Panorama
Die Aufräumarbeiten auf der Ferieninsel werden noch Tage, wenn nicht sogar Wochen dauern.
Die Aufräumarbeiten auf der Ferieninsel werden noch Tage, wenn nicht sogar Wochen dauern.(Foto: imago/CordonPress)
Donnerstag, 11. Oktober 2018

Leichen nach Unwetter gefunden: Drei Deutsche sterben auf Mallorca

Starke Regenfälle überfluten Teile von Mallorca. Bäche werden zu reißenden Flüssen. Mehrere Menschen sterben. Bei den Bergungsarbeiten finden Rettungskräfte nun zwei Tote - es handelt sich dabei um ein deutsches Ehepaar.

Bei dem schweren Unwetter im Osten von Mallorca sind drei Deutsche ums Leben gekommen. Dies bestätigte eine Sprecherin des Notdienstes der Balearen. Am Nachmittag seien die Leichen eines deutschen Ehepaars auf der Strecke zwischen Artà und Canyamel gefunden worden, hieß es. Die genaue Herkunft des Paares blieb zunächst unklar, jedoch lebte es den Informationen der Sprecherin zufolge auf der Insel. Das Auto der beiden war am Vortag zunächst leer aufgefunden worden, worauf die Suche begann. Das spanische Fernsehen meldete, die Opfer seien 63 und 61 Jahre alt.

Auch bei einem bereits am Mittwoch geborgenen Toten, der zunächst nicht identifiziert werden konnte, handele es sich um einen Mann aus Deutschland, sagte die Sprecherin weiter. Er war Journalist aus Niedersachsen, wie der Chefredakteur der "Neuen Presse" bestätigte. Der Reporter sei auf der Insel im Urlaub gewesen. Er habe am Dienstag eine Freundin vom Flughafen abholen wollen, sei dort aber nie angekommen. Die Freundin und eine Nachbarin haben den Mann demnach identifiziert.
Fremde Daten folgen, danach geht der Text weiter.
PR #395, opened 2019-10-15
Refactor RequestsApiError Exception

luisg5:
### Summary

Addresses #106 

### Details and comments

This PR is a step into unifying the exceptions within the provider. It removes an unnecessary initializer from `RequestsApiError` by using exception chaining to accomplish the same behavior.

### DIFF
--- a/qiskit/providers/ibmq/api/clients/auth.py
+++ b/qiskit/providers/ibmq/api/clients/auth.py
@@ -14,6 +14,7 @@
 
 """Client for accessing authentication features of IBM Q Experience."""
 from typing import Dict, List, Optional, Any
+from requests.exceptions import RequestException
 
 from ..exceptions import AuthenticationLicenseError, RequestsApiError
 from ..rest import Api, Auth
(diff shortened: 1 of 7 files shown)


qiskit/providers/ibmq/api/clients/auth.py
```diff
@@ -75,12 +75,12 @@ def _request_access_token(self) -> str:
             response = self.client_auth.login(self.api_token)
             return response['id']
         except RequestsApiError as ex:
-            response_obj = ex.original_exception.response
-            if response_obj is not None and response_obj.status_code == 401:
+            error_response = ex.__cause__.response    # pylint: disable=no-member
+            if error_response is not None and error_response.status_code == 401:
```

Noch immer vermissen die Behörden einen fünfjährigen Jungen. Laut der lokalen Zeitung war er zusammen mit seiner Mutter und seiner siebenjährigen Schwester in einem Fahrzeug, das von einem über die Ufer getretenen Bach erfasst worden war. Die Frau konnte noch ihre Tochter retten, starb dann aber selbst.

Nach einem Sturzregen am Dienstagabend waren mehrere Orte an der Ostküste Mallorcas überschwemmt worden. Straßen verwandelten sich in reißende Flüsse und wurden teilweise komplett weggespült. Die Ortschaften Betlem und Colònia de Sant Pere seien weitgehend von der Außenwelt abgeschnitten, berichtete das "Mallorca Magazin". Auch auf der italienischen Insel Sardinien und in Südfrankreich gab es ungewöhnlich heftige Regenfälle.
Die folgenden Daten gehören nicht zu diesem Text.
Issue #49, opened 2019-03-04
Handle partial success in jobs


delapuente:
### What is the expected behavior?
A job can partially succeed if not all their experiments fail. The current implementation does not allow the user to retrieve the successful experiments. Instead, it raises an error when trying to get the results.

```
>> job.status()
<JobStatus.ERROR: 'job incurred error'>
>> job.result()
JobError: 'Invalid job state. The job should be DONE but it is JobStatus.ERROR'
```

We should be able to browse a partial success, even if the global status of the job is `ERROR`.

jyu00:
This does seem to be a useful feature, but it would only apply to the simulators since real backends don't return partial results. The main issue is that the results returned by the simulators are not schema compliant if some of the experiments had failed. For example, a partially successful job result might look like 

```
 {'backend_name': 'ibmq_qasm_simulator',
 ...
 'results': [{'status': 'ERROR: Circuit contains invalid instructions ( '
                        'invalid gate instructions: {test_name})',
              'success': False},
             {'data': {'counts': {'0x0': 122, '0x3': 134}},
              'header': {...},
              'shots': 256,
              'status': 'DONE',
              'success': True],
 'status': 'COMPLETED',
 'success': False,
 'time_taken': 0.003798207}
```

The first experiment in the above example is missing required fields `data` and `shots`, therefore we cannot easily convert it to a `qiskit.Result` object.  If we want to implement this, we can either 1) manipulate the data to make it schema compliant or 2) ask the simulator teams to return schema compliant results for failed experiments or 3) loosen the schema to not require `data` and `shots`. 

@diego-plan9 Any thoughts?

jyu00:
The test case that generates an error can be found [here](https://github.com/Qiskit/qiskit-ibmq-provider/blob/master/test/ibmq/test_ibmq_job.py#L375)

diego-plan9:
@luisg5 , @jyu00 - can you check if we can close this issue?

luisg5:
The issue should not be closed yet. Although the qasm simulator from the latest Aer release supports partial results, the results returned from the API are still not schema complaint.

Since this is the case, running a job (where some experiments succeed and others fail) will currently cause an `IBMQJobFailure` exception.

diego-plan9:
Ok - changing the milestone accordingly, so we can retake the issue after the fixes are in place in the remote components.

luisg5:
[...]

PR #399, opened 2019-10-17
Return partial results

luisg5:
### Summary

Addresses #49 

### Details and comments

Placed `on hold` because the added test currently fails. The issue is that the result returned by `job_result` is not schema compliant. Will remove the label when this changes.


jyu00:
A few comments:
- Simulator is the only one that returns partial results today, but that's going to change. Instead of checking for partial results only for simulators, it'd be better to look for them if `partial=True`. So when it's implemented by non-simulators, people with down level qiskit can get them immediately, and we won't have to update the code to remove the check.
- While simulators normally support partial results, it's still better to a) verify results are returned (I've seen cases where they are not, not sure why) and b) catch and suppress any schema validation error raised by `from_dict()`, just to be nicer to the user
- Some results are "consumed" after the first call. So if a user wants to get both partial results and error messages, today it'd be 2 calls to the results endpoint. It needs to be cached somewhere.

qiskit/providers/ibmq/job/ibmqjob.py
```diff
@@ -139,7 +139,9 @@ def __init__(self,
         self._update_status_position(_status, kwargs.pop('infoQueue', None))
 
         # Properties used for caching.
+        self._result = None
```
jyu00: `self._result` could have been set on line 130 (see `job/schema`). You don't want to override it here.

qiskit/providers/ibmq/job/ibmqjob.py
```diff
@@ -226,6 +240,26 @@ def result(self, timeout: Optional[float] = None, wait: float = 5) -> Result:
...
+        """
+        if not self._result and not self._partial_result:  # type: ignore[misc]
+            # No results, nor partial results, have been attained for this job yet.
+            with api_to_job_error():
+                # Set partial results, in case validation fails they are cached.
+                self._partial_result = self._api.job_result(self.job_id(), self._use_object_storage)
+
+            try:
+                return Result.from_dict(self._partial_result)
+            except ValidationError:
```
jyu00: Did you verify if it really throws a `ValidationError`? I `from_dict()` converts that to a different error.

qiskit/providers/ibmq/job/ibmqjob.py
```diff
@@ -226,6 +240,26 @@ def result(self, timeout: Optional[float] = None, wait: float = 5) -> Result:
...
+        """Attempt to retrieve partial results for a job.
+
+        Returns:
+            The partial results for a job, or ``None`` if schema validation fails.
+        """
+        if not self._result and not self._partial_result:  # type: ignore[misc]
+            # No results, nor partial results, have been attained for this job yet.
+            with api_to_job_error():
+                # Set partial results, in case validation fails they are cached.
+                self._partial_result = self._api.job_result(self.job_id(), self._use_object_storage)
```
jyu00: I think `result_response` is a better name for this, since the data returned by `job_result()` may or may not contain partial results. It's also a bit confusing about the differences between `_partial_result` and `_result` (since `_result` could also be partial).

qiskit/providers/ibmq/job/ibmqjob.py
luisg5: Thanks for that catch! It actually returns a `ModelValidationError` which is one of our custom exceptions. I'll update that.

qiskit/providers/ibmq/job/ibmqjob.py
```diff
@@ -203,13 +203,27 @@ def result(
             results again in another instance or session might fail due to the
             job having been consumed.
 
+            In the case a job fails, but partial results exist, the result
+            method may return a `Result` object. If this is the case, precaution
```
jyu00: Can you clarify that partial results are only returned if `partial=True` is specified? And that one can verify whether some experiments failed by looking at the `result.success` attribute?

qiskit/providers/ibmq/job/ibmqjob.py
```diff
@@ -203,13 +203,27 @@ def result(
...
+            should be taken when accessing individual experiments, as doing so
+            would cause an exception.
+
+            For example:
+                If there is a job with two experiments (where one fails), getting
+                the counts of the unsuccessful experiment would raise an exception
+                since there are no counts to return for it,
+                i.e.
+                    > result = job.result()
+                    > counts = result.get_counts(failed_experiment) # Fails
```
jyu00: Can you change the second part of the example to something like
```
try:
  counts = result.get_counts("failed_experiment")
except QiskitError:
  print("Experiment failed!")
```

qiskit/providers/ibmq/job/ibmqjob.py
```diff
@@ -451,3 +482,27 @@ def _wait_for_completion(
             self.refresh()
 
         return self._status in required_status
+
+    def _retrieve_partial_result(self) -> Optional[Result]:
```
jyu00: I think you can simplify the code a bit by doing something like 
```
def _retrieve_result():
  if not self._result_response:
    with api_to_job_error():
      self._result_response = self._api.job_result(...)
    try:
      self._result = Result.from_dict(...)
    except ...
  return self._result
```
Then in `result()`:
```
if self._status is JobStatus.ERROR and not partial:
  raise
return self._retrieve_result()
```
and `error_message()`:
```
self._retrieve_result()
if self._result_response and self._result_response['results']: ...
```

test/ibmq/test_ibmq_job.py
```diff
@@ -386,6 +386,38 @@ def test_retrieve_failed_job_device(self, provider):
...
+
+        job = backend.run(qobj)
+        result = job.result(partial=True)
+
+        circuit_results = result['results']
+        self.assertTrue(circuit_results[0]['success'])
+        self.assertFalse(circuit_results[1]['success'])
+
+    @requires_provider
+    def test_retrieve_failed_job_device_partial(self, provider):
```
jyu00: - if this is meant to run on a real backend, it needs to say `@slow_test` or `run_on_staging`
- docstring needs to be updated 
- real backend doesn't return partial results, so `result['results']` will give an empty list.

qiskit/providers/ibmq/job/ibmqjob.py
```diff
@@ -203,18 +203,22 @@ def result(
...
             job having been consumed.
 
-            In the case a job fails, but partial results exist, the result
-            method may return a `Result` object. If this is the case, precaution
-            should be taken when accessing individual experiments, as doing so
-            would cause an exception.
+
+            When `partials=True`, the result method may return a `Result` object
+            containing partial results. If partial results are returned, precaution
+            should be taken when accessing individual experiments, as doing so would
```
jyu00: I think you meant to say "as doing so _might_ cause an exception.

qiskit/providers/ibmq/job/ibmqjob.py
```diff
@@ -451,3 +481,23 @@ def _wait_for_completion(
...
+
+        Raises:
+            IBMQJobApiError: if there was some unexpected failure in the server.
+        """
+        if not self._result_response:
+            with api_to_job_error():
+                self._result_response = self._api.job_result(self.job_id(),
+                                                             self._use_object_storage)
+            try:
+                return Result.from_dict(self._result_response)
```
jyu00: If you set `self._result` here instead of returning it, then you can consolidate lines 249-256 to just `return self._retrieve_result()`. It would also keep the api call to retrieve result to a single method, making the code cleaner.

qiskit/providers/ibmq/job/ibmqjob.py
```diff
@@ -197,12 +202,31 @@ def result(self, timeout: Optional[float] = None, wait: float = 5) -> Result:
             results again in another instance or session might fail due to the
             job having been consumed.
 
+
+            When `partials=True`, the result method may return a `Result` object
```
diego-plan9: Small tweaks:
* probably `partial=True` instead of `partials`?
* can you have just one blank line at the top? 
* also, can you double-check if after the latest changes (exception instead of result) this sentence continues being accurate - specifically the "may" (it probably is fine - just wondering)?

> When `partials=True`, the result method **may** return a `Result` object

qiskit/providers/ibmq/job/ibmqjob.py
```diff
@@ -197,12 +202,31 @@ def result(self, timeout: Optional[float] = None, wait: float = 5) -> Result:
...
+
         Args:
            timeout: number of seconds to wait for job
            wait: time between queries to IBM Q server
+           partial: if true attempts to return partial results for the job.
 
         Returns:
-            Result object
+            Result object if there are valid results to return (including partial
+            results), else `None`.
```
diego-plan9: Also, can you double-check the last bit?

qiskit/providers/ibmq/job/ibmqjob.py
```diff
@@ -182,7 +182,12 @@ def properties(self) -> Optional[BackendProperties]:
 
         return BackendProperties.from_dict(properties)
 
-    def result(self, timeout: Optional[float] = None, wait: float = 5) -> Result:
+    def result(
+            self,
+            timeout: Optional[float] = None,
+            wait: float = 5,
+            partial: Optional[bool] = False
+    ) -> Optional[Result]:
```
jyu00: This should no longer be `Optional` as it'd either return `Result` or raise.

Auch Unwetter über Sardinien

Bei den bisher auf Mallorca geborgenen Toten handele es sich um sechs Männer und vier Frauen, teilte der mallorquinische Notdienst mit. Drei der Opfer seien Ausländer - ein Paar aus Großbritannien und eine Holländerin. Ein Mann sei noch nicht identifiziert.

Am schlimmsten betroffen war der Ort Sant Llorenç des Cardassar 60 Kilometer östlich von Palma. Innerhalb von nur zwei Stunden waren in der Region nach Angaben des Wetterdienstes mehr als 230 Liter Wasser pro Quadratmeter vom Himmel gefallen. Daraufhin trat ein Bach über die Ufer - die Wassermassen rissen alles mit, was sich ihnen in den Weg stellte. Tausende Einwohner hätten bei der Katastrophe all ihre Besitztümer verloren, hieß es.

Auch Sardinien kämpft mit Hochwasser und heftigem Regen. Der Chef des Zivilschutzes, Angelo Borrelli, rief die Bürger auf, sich keinen unnötigen Risiken auszusetzen. Besonders schlimm war die Situation rund um die Hauptstadt Cagliari. Schulen und öffentliche Einrichtungen blieben geschlossen. Dutzende Menschen wurden in Sicherheit gebracht, Straßen gesperrt.